The unknown environment may include static features that do not move as the moving object passes; and dynamic features that actively move around the moving object. For example, there may be multiple vehicles entering an airport to transport passengers and cargo. As another example, a small number of forklifts may be operated at the container terminal to lift and move the containers. Therefore, moving objects in unknown environments should be guided so as not to collide with dynamic features at all. Optionally, the collecting step of the positioning process comprises the step of separating a first part of the second environment data of the static features in the vicinity of the moving object from a second part of the second environment data of the dynamic features in the vicinity of the moving object.

The collecting step of the localization process may optionally further comprise the step of tracking dynamic features in the vicinity of the moving object by combining the results of the dynamic features observed over time. In some embodiments, the tracking step includes the step of tracking a particular dynamic feature using a filtering method that evaluates its state from observations over time. In some embodiments, the tracking step includes the step of tracking a plurality of dynamic features using data associations that identify observations of their respective dynamic features; and a step of tracking each of the plurality of dynamic features using a filtering method for evaluating a state thereof from an observed value over time.

The SMAL method may further include the step of updating the initial map to a first updated map when the unknown environmental change exceeds a first predetermined threshold. The initial map is replaced by a first updated map for guiding moving objects in an unknown environment. Similarly, the SMAL method may further include the step of updating the first update map to a second update map when the unknown environmental change exceeds a second predetermined threshold. The first update map is replaced by a second update map for guiding the moving object in the unknown environment. Similarly, the SMAL method may further include the steps of updating the second updated map when the unknown environmental change exceeds a third predetermined threshold and updating other subsequent corresponding maps when the unknown environmental change exceeds other subsequent predetermined thresholds.

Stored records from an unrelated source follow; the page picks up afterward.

PR #1193, opened 2018-04-08
alertmanager: Pass pod ip to --cluster.listen-address

mxinden:
Alertmanager needs a routable IP address via the
`--cluster.listen-address` in order for other nodes in an Alertmanager
cluster to be able to reach it. This patch sets the
`--cluster.listen-address` to the k8s pod ip + `6783` port.

Fixes https://github.com/prometheus/alertmanager/issues/1312

//CC @gmauleon


brancz:
lgtm :+1: nice catch

PR #1194, opened 2018-04-09
Fix StaticTargets generation and add unit test

metalmatze:
The generation of StaticTargets was broken.
I've fixed that.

As a second aspect, the present application discloses a system for navigating a moving object using sequential mapping and localization (SMAL). The system comprises: means for generating an initial map of the unknown environment using a mapping mechanism; means for determining the position of the moving object in the initial map by using a positioning mechanism; means for directing the moving target in the unknown environment by creating a control or instruction.

The mapping mechanism optionally includes means for collecting a plurality of pieces of first environmental data from the detection means; means for merging the plurality of pieces of first environment data into fused data (RGB-D image or point cloud); means for performing edge detection on the fused data to detect edge features; means for extracting a first set of road features from the fused data; means for saving the first set of road features to the initial map. In particular, the mapping mechanism may operate off-line.

The positioning mechanism optionally comprises means for collecting a plurality of second pieces of environmental data in the vicinity of the moving object; means for identifying a second set of road features from the second environmental data; means for matching a second set of road features of the unknown environment with a first set of road features in the initial map. In particular, the positioning mechanism may operate online. Further, the positioning mechanism may also include means for updating the location of the mobile object in the initial map.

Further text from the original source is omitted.